Le titre s'adresse à plusieurs choses et à plusieurs personnes. Tout d'abord, il s'adresse à la mémoire collective du peuple soudanais. Il est une invitation à se souvenir de ce moment crucial de l’histoire du Soudan, entre 2019 et 2023, cette période de lutte pour la liberté, d'espoir et de souffrance. C’est un acte de mémoire pour que les révolutions et les violences qui se sont déroulées ne soient pas oubliées. Mais, c'est aussi un appel plus intime à ceux qui ont vécu cette période, un souvenir personnel. Comme si le film était là pour fixer ce temps qui, une fois passé, ne reviendra jamais, mais qui reste capturé dans le film, comme un témoignage de ce qui s’est passé.

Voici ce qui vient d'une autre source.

PR #813, opened 2026-08-19
fix(submit-suggestion): normalize CLI escaped newlines in PR title and body

Fuxiao-Gao:
## 🎯 Issue Description
When autonomous agent workers or LLMs invoke `submit_suggestion.py submit` via the shell, multi-line arguments passed to `--title` and `--body` often contain literal escape sequences (e.g., `\n`, `\r\n`, `\t`). Without normalization, GitHub renders these as raw text strings (e.g., literal `\n`) instead of actual line breaks and indentation, degrading PR readability and breaking markdown formatting.

## 🛠️ Changes Made
1. **Added `_normalize_text()` Helper**:
   - Unescapes literal CLI escape sequences (`\r\n`, `\n`, `\t`) into proper whitespace and newlines.
   - Handles edge cases such as empty strings, `None`, and standard text without modification.
2. **Applied Normalization in `handle_submit()`**:
   - Sanitizes both `args.title` and `args.body` before passing them to `create_pull_request()`.
3. **Added Comprehensive Unit Tests**:
   - Added `test_normalize_text_unescapes_cli_newlines_and_tabs` and `test_submit_normalizes_escaped_newlines_in_title_and_body` in `agents/platform/scripts/test_submit_suggestion.py`.

## 🧪 Verification
- Ran test suite: `python3 -m unittest discover -s agents/platform/scripts -p 'test_submit_suggestion.py' -v`
- **Result**: All 27 unit tests passed cleanly (including real bare repo git clone/branch/lease workflows and `gh` mock invocation checks).
- Verified that multiline PR descriptions containing `\n` render with proper paragraph breaks and markdown formatting.

### DIFF
--- a/agents/platform/skills/submit-suggestion/scripts/submit_suggestion.py
+++ b/agents/platform/skills/submit-suggestion/scripts/submit_suggestion.py
@@ -170,12 +170,21 @@ def handle_submit(args) -> int:
 
     push_branch(branch, workspace)
     base = gitops_workspace.resolve_base_branch(workspace, _runner)
-    pr_url = create_pull_request(branch, args.title, args.body, workspace, repo, base)
+    title = _normalize_text(args.title)
+    body = _normalize_text(args.body)
+    pr_url = create_pull_request(branch, title, body, workspace, repo, base)
     log(f"PR SUBMITTED SUCCESSFULLY! 🏆 URL: {pr_url}")
 
     # Print raw URL to stdout for the MCP tool to parse
     print(pr_url)
     return 0
+
+
+def _normalize_text(text: str) -> str:
+    """Unescape literal CLI escape sequences (like \\n or \\r\\n) into real whitespace."""
+    if not text:
+        return text
+    return text.replace("\\r\\n", "\n").replace("\\n", "\n").replace("\\t", "\t")
 
 
 def push_branch(branch_name: str, workspace: str) -> None:
--- a/agents/platform/scripts/test_submit_suggestion.py
+++ b/agents/platform/scripts/test_submit_suggestion.py
@@ -307,6 +307,28 @@ class TestSubmit(SubmitSuggestionTestCase):
         self.assertEqual(argv[argv.index("--head") + 1], "platform-agent/fix-netpol")
         self.assertEqual(argv[argv.index("--base") + 1], "main")
 
+    def test_normalize_text_unescapes_cli_newlines_and_tabs(self):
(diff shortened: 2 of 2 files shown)


jayantid (changes requested):
Can you fix kube-agents-bot comment and resend for review?

agents/platform/skills/submit-suggestion/scripts/submit_suggestion.py
```diff
@@ -170,14 +170,23 @@ def handle_submit(args) -> int:
...
     # Print raw URL to stdout for the MCP tool to parse
     print(pr_url)
     return 0
 
 
+def _normalize_text(text: str) -> str:
+    """Unescape literal CLI escape sequences (like \\n or \\r\\n) into real whitespace."""
+    if not text:
+        return text
+    return text.replace("\\r\\n", "\n").replace("\\n", "\n").replace("\\t", "\t")
```
jayantid: `_normalize_text` rewrites every literal `\n`, `\r\n`, and `\t` in the title and body, unconditionally. There is no way to keep a legitimate backslash sequence. Even a doubled backslash does not survive: `C:\\new\\temp` comes out as `C:\` + newline + `ew` + tab + `emp` (reproduced against this function).

PR bodies from this skill quote commands, code, and YAML. A body that quotes `printf("done\n")` or `sed 's/\n$//'` gets a real line break spliced into the quoted code, silently. The title path has the same problem, and a PR title is a single-line field.

Gate the unescape on the text being single-line. A caller that quotes properly (the SKILL.md Step 3 example) sends real newlines, so any literal `\n` alongside them is intentional. The flattened one-line body is exactly the broken case this PR targets:

```python
def _normalize_text(text: str) -> str:
    if not text or "\n" in text:
        return text
    return text.replace("\\r\\n", "\n").replace("\\n", "\n").replace("\\t", "\t")
```

Longer term, a `--body-file` flag (which `gh pr create` supports natively) removes the shell-quoting problem at its source.

Fuxiao-Gao:
Closing as superseded by #1466 (merged 2026-09-11).

The literal `\n` / `\t` in titles and bodies was a side effect of passing agent-written prose through argv. #1466 added `--body-file`: the description is written to a file under `/opt/data/scratch` with a quoted heredoc and streamed to `gh pr create --body-file -`, so no shell escaping step remains for the agent to get wrong. SKILL.md now teaches that channel and names backtick and escape handling as the reason.

Rebasing this on top would not add much and carries a small risk: unescaping `\n` blindly would also rewrite a real backslash-n inside a code block (printf or regex examples) for the `--body` callers that remain. Better to leave the plain channel as-is.

PR #815, opened 2026-08-19
feat(admin): add Google Chat integration status

haoxuw:
## Summary

This PR adds a read-only **Integration → Google Chat** page to the local admin portal. An ordered milestone checklist is the single source of truth: each check carries its own plain-language label, diagnosis, and fix steps, and the snapshot's status, message, and severity are derived from the first non-passed check. The page renders that payload without interpreting it.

Le titre fait aussi écho à une idée que j’évoque dans le film : la mémoire est comme un temps scellé. Le cinéma, c’est un peu ça aussi, une sorte de scellé du temps. Quand je pense à Le Temps scellé de Tarkovski, je trouve que c’est pareil pour un film. Il capte un moment précis, une réalité qui, une fois filmée, appartient au passé mais reste là, fixée. Dans Soudan, souviens-toi, il y a cette idée que le film est comme un petit morceau de ce temps particulier, un souvenir figé dans le mouvement de l’histoire. Ce qui est capturé dans le film ne reviendra jamais, mais le film porte ce souvenir pour nous, pour le Soudan et pour le monde.
Pour finir, y -a -t-il une réalisatrice qui t’ inspire ?
Oui, Yolande Zauberman, vraiment. Elle est extraordinaire. Ce qu’elle raconte, c’est du pur cinéma. Elle a une manière très particulière de filmer, d’entrer dans des mondes fermés, avec une justesse, une sensibilité, une puissance rare. Elle a d’ailleurs reçu le César du meilleur documentaire pour son film M, qui m’a profondément marquée. M, c’est un film sur la pédophilie dans les milieux ultra-religieux, ultra-orthodoxes, en Israël, à Haïfa. Ce qui me bouleverse, c’est que ce film était presque impossible à tourner. Et pourtant, elle y arrive. Elle entre dans l’indicible. Elle filme des choses que personne ne pourrait capter. C’est ça, la puissance de Yolande Zauberman. Elle a un truc presque magique. Elle impose une confiance, une présence, une force. À chaque interview qu’elle donne, je suis impressionnée.